Hopefully, all that has happened is that your power supply has taken out the primary fuse(s). I suggest building up another power supply (transformer-diode bridge-big cap) and control the voltage with a variable variac on the transformer primary. Then test your receivers with this.

"Ripping it apart" as you describe is no big deal. All you need is a Torx size 10 driver, and simply remove the top cover. Your DC to DC converter is visible, and is right on top. You can check the fuses without removing anything inside the box. Try this, and let me know what you come up with.

The interesting return email response: Hi again! Thought you'd be interested in the resolution of this problem.

1: There's nothing wrong with the power supply
2: There isn't and wasn't anything defective with either Z3801.

Rather, the power supply is TOO GOOD, and there's a subtle design defect in the Z3801. Key is the power supply rating: .8A maximum current, and the fact that the Z3801 uses switching supplies.
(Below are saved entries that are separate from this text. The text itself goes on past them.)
PR #1762, opened 2026-09-11
feat(alb): add alt_port

SerseusWasTaken:
## Description
Adds attribute `altPort` to configure an alternative port for the health checks.

## Checklist

- [ ] Issue was linked above

### DIFF
--- a/stackit/internal/services/alb/testfiles/resource-max.tf
+++ b/stackit/internal/services/alb/testfiles/resource-max.tf
@@ -87,7 +87,7 @@ resource "stackit_network" "listener_network" {
   project_id       = var.project_id
   name             = var.network_name_listener
   ipv4_nameservers = ["1.1.1.1"]
-  ipv4_prefix      = "10.11.10.0/24"
+  ipv4_prefix      = "10.2.2.0/24"
   routed           = "true"
 }
 
@@ -95,7 +95,7 @@ resource "stackit_network" "target_network" {
   project_id       = var.project_id
   name             = var.network_name_targets
   ipv4_nameservers = ["1.1.1.1"]
-  ipv4_prefix      = "10.11.11.0/24"
+  ipv4_prefix      = "10.2.3.0/24"
   routed           = "true"
 }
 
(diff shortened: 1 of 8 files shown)


stackit/internal/services/alb/testfiles/resource-max.tf
```diff
@@ -86,15 +87,15 @@ resource "stackit_network" "listener_network" {
...
+  ipv4_prefix      = "10.2.2.0/24"
   routed           = "true"
 }
 
 resource "stackit_network" "target_network" {
   project_id       = var.project_id
   name             = var.network_name_targets
   ipv4_nameservers = ["1.1.1.1"]
-  ipv4_prefix      = "10.11.11.0/24"
+  ipv4_prefix      = "10.2.3.0/24"
```
marceljk, line 98: Did you had some conflicts with the prefix range with the old values? If yes, I would suggest to either rewrite the Acc tests in the future to create a clean project for every run, to prevent potential conflicts. Or you can set ipv4_prefix_length instead of the ipv4_prefix, then the IaaS api assigns an available ipv4_prefix.

But this is nothing which must be done in this PR. Just a hint for future improvements :)

stackit/internal/services/alb/testfiles/resource-min.tf
```diff
@@ -40,7 +40,7 @@ resource "stackit_network" "network" {
   project_id       = var.project_id
   name             = var.network_name
   ipv4_nameservers = ["1.1.1.1"]
-  ipv4_prefix      = "192.168.3.0/25"
+  ipv4_prefix      = "10.0.0.0/25"
```
marceljk, line 43: same here

stackit/internal/services/alb/testfiles/resource-max.tf
SerseusWasTaken: I just encountered the error message that the given prefix is disallowed and took a look at the network-ranges of the acc test project, which is how i ended up with the new values. 

I agree that creating a clean project for each test is probably the proper solution though, other tests do that as well. I will do that in the future should i encounter a similar problem again

marceljk (approved):

marceljk (approved):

A switcher characteristic is one of "negative resistance" on the input. To provide a constant power output, as the input voltage decreases, the input current increases. It turns out that with a 48V supply, the Z3801 takes ~.56 amps on turn-on. However, after a few minutes, the current drain sharply increases, presumably because the oven supply is switched on. With a normal high-current supply (or CO battery), this extra few hundred MA wouldn't be noticed. But with a lab supply set to .8A maxiumm, when the oven turns on, the supply is called on momentarily to exceed its output rating. It goes into current limiting, and the output voltage starts to drop.

Enter the Z3801 switcher: As soon as it sees the supply voltage drop, it will try to take more current, causing the voltage to drop even faster. This negative feedback cycle drains the PS output capacitor (and the cap that I added for good measure) fast enough to exceed the energy rating of the picofuse which protects the capacitor by blowing out!

After figuring out this scenario on the way home, I tried a very simple experiment. I INCREASED the PS voltage from 48.00 to 50.50V,its maximum rating. At this voltage, the maximum current (briefly) seems to be about 780mA, and it eventually equilibrates at around 440mA. The "subtle design defect" is the fact that there is no current limiter (other than the fuse) on the input of the switcher. Of course it could be argued that if one uses a heavier supply it's not necessary, but there could certainly be an occasion where primary power is interrupted with a big capacitor remaining across the Z3801 input.

Finally, the most astonishing thing about this adventure is that it only took me a couple of minutes to find a big reel of 3A Picofuses in the stockroom!